**Exercise**
Search the listing below for the word "ChartPlayer", and copy every line in which it turns up.

+ + + +

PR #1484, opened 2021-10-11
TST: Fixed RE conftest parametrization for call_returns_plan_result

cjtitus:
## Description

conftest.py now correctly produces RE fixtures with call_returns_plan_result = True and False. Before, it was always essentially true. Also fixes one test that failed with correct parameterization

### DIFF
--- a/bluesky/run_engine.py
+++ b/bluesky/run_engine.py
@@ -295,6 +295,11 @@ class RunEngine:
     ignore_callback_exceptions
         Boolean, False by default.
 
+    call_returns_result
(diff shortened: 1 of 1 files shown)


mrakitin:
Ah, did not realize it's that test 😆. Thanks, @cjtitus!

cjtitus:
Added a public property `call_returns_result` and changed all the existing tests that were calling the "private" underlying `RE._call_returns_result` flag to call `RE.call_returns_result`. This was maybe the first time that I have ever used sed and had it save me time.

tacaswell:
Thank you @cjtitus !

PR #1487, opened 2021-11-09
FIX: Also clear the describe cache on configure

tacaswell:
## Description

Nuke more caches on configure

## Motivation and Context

+ + + +

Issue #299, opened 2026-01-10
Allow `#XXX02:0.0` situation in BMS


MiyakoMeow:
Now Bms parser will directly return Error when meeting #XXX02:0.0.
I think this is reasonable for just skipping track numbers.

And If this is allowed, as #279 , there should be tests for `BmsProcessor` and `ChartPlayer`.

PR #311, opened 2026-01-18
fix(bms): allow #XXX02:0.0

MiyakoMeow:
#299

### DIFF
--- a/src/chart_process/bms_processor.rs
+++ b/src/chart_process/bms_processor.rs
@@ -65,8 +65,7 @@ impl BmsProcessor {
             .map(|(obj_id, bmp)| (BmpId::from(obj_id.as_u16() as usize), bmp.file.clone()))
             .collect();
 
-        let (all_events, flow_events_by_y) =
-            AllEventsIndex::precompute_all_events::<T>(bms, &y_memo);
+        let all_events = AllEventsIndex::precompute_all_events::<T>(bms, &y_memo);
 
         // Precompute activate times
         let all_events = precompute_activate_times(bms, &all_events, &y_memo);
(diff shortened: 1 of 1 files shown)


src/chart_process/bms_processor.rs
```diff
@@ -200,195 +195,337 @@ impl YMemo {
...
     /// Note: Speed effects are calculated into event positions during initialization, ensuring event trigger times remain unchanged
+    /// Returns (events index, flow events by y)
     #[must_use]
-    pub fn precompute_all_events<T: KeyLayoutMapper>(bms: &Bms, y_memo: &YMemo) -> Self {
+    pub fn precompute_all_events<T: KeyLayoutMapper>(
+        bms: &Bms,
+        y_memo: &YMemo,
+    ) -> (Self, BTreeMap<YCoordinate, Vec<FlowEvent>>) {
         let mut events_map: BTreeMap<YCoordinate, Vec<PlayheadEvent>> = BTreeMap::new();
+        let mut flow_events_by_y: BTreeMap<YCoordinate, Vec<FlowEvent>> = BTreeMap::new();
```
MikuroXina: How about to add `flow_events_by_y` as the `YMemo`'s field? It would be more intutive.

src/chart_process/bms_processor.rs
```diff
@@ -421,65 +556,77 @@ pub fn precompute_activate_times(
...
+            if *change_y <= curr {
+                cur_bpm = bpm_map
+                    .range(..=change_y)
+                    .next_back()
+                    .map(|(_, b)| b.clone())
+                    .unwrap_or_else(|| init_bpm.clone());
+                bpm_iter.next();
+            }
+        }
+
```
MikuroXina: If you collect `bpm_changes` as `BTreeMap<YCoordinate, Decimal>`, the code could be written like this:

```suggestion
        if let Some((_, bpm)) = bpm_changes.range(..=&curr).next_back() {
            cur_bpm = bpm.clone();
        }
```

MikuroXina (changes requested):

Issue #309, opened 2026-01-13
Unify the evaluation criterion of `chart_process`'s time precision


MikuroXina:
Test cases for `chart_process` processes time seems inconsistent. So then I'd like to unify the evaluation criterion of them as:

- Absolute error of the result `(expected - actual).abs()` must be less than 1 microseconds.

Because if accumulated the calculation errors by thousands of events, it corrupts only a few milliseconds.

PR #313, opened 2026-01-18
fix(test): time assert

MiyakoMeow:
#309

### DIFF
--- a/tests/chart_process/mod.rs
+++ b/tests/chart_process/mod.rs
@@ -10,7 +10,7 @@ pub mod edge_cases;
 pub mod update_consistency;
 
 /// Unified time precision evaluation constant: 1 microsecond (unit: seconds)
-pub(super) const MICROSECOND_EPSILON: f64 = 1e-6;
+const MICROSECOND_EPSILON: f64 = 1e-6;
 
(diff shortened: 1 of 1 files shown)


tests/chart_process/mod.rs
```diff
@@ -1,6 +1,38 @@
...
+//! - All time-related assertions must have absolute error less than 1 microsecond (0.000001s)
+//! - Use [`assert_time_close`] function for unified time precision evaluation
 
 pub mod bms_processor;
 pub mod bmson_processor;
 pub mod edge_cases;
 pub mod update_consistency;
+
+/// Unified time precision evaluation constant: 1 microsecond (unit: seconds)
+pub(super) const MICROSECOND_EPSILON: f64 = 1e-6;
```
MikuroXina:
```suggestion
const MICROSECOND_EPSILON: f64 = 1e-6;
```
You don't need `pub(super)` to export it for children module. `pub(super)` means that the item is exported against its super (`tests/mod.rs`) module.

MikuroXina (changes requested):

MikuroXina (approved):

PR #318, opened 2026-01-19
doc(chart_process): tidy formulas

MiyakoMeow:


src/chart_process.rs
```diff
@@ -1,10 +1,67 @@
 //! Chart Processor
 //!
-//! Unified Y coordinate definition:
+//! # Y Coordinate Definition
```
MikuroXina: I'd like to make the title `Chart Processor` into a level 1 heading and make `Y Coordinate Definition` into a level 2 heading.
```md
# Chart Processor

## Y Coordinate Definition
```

+ + + +

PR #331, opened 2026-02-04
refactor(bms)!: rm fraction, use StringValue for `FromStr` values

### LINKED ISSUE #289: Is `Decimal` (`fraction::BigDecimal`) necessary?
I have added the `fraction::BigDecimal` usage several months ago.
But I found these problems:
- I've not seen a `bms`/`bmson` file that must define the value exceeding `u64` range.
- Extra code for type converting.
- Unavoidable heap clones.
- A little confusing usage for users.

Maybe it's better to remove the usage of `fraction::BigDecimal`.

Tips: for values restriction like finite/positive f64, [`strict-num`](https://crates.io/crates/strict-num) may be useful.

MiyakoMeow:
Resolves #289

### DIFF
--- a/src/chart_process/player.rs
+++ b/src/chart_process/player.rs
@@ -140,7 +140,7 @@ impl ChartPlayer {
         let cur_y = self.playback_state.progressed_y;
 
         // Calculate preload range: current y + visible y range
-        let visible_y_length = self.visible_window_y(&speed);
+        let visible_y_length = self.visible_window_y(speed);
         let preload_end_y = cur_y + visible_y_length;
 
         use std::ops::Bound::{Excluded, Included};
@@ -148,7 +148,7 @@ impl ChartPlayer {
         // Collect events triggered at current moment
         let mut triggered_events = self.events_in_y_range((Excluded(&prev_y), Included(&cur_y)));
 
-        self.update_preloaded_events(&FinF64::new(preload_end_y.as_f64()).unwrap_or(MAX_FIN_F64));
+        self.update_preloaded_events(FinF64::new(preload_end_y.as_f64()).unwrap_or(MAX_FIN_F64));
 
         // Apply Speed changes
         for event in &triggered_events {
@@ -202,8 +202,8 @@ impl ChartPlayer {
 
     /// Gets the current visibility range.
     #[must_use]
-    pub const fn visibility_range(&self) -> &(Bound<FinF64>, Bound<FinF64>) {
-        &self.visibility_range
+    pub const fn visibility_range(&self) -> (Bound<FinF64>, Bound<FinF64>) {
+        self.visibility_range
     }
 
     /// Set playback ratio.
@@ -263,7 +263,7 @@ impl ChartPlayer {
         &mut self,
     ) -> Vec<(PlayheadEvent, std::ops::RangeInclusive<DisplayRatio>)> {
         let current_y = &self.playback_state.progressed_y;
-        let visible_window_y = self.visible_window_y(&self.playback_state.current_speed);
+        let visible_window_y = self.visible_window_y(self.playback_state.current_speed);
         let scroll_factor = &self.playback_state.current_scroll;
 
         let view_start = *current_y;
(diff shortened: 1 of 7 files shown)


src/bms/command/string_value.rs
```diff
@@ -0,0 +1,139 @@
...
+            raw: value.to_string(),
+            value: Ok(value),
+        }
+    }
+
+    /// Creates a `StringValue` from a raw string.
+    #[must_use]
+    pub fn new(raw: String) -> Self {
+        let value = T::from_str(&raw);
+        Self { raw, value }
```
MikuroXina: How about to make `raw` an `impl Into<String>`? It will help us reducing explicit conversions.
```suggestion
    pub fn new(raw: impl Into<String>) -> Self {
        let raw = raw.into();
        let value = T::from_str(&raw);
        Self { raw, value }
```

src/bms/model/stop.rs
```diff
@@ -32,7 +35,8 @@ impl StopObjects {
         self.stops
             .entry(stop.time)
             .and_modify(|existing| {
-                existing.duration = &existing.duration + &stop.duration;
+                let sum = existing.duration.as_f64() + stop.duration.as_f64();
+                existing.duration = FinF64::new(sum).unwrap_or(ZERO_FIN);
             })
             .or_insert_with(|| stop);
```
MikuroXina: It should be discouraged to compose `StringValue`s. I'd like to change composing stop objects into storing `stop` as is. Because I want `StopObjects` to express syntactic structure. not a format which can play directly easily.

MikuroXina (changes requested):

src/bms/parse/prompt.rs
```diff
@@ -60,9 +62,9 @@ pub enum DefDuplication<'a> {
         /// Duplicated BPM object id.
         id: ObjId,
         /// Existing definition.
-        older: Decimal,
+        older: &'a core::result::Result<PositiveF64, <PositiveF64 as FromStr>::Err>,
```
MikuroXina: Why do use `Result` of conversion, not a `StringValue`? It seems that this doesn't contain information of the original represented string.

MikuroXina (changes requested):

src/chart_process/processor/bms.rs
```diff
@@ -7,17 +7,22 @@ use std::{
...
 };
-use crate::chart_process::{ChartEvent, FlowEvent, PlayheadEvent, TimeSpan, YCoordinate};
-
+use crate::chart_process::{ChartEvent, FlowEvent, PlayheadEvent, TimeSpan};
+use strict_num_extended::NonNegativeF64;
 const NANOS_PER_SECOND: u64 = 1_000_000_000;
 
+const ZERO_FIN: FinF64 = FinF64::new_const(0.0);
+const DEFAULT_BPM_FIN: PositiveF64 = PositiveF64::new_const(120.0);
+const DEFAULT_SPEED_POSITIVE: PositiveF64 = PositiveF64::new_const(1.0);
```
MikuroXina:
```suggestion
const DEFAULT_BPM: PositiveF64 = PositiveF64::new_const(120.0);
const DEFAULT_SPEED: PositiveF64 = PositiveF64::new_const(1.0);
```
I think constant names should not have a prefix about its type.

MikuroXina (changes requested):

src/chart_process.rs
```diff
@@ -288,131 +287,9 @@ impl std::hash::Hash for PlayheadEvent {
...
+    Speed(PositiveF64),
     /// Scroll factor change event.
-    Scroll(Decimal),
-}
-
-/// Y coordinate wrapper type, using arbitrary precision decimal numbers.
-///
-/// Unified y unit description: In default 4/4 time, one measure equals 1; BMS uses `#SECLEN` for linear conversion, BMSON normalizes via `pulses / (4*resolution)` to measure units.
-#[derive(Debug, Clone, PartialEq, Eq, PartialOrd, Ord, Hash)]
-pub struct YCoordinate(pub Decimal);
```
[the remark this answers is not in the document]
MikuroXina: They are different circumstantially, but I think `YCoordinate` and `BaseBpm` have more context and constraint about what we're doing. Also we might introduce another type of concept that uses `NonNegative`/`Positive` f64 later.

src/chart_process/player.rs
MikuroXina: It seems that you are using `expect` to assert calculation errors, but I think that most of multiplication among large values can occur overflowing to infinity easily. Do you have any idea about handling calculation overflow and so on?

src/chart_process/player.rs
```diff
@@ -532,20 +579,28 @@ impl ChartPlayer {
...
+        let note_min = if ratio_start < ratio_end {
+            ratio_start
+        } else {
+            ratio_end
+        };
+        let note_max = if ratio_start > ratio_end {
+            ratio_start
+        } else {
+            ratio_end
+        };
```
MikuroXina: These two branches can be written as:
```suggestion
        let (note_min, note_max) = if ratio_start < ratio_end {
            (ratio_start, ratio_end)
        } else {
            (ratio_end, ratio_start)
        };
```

+ + + +

**Answer to this task**
And If this is allowed, as #279 , there should be tests for `BmsProcessor` and `ChartPlayer`.
@@ -140,7 +140,7 @@ impl ChartPlayer {
@@ -148,7 +148,7 @@ impl ChartPlayer {
@@ -202,8 +202,8 @@ impl ChartPlayer {
@@ -263,7 +263,7 @@ impl ChartPlayer {
@@ -532,20 +579,28 @@ impl ChartPlayer {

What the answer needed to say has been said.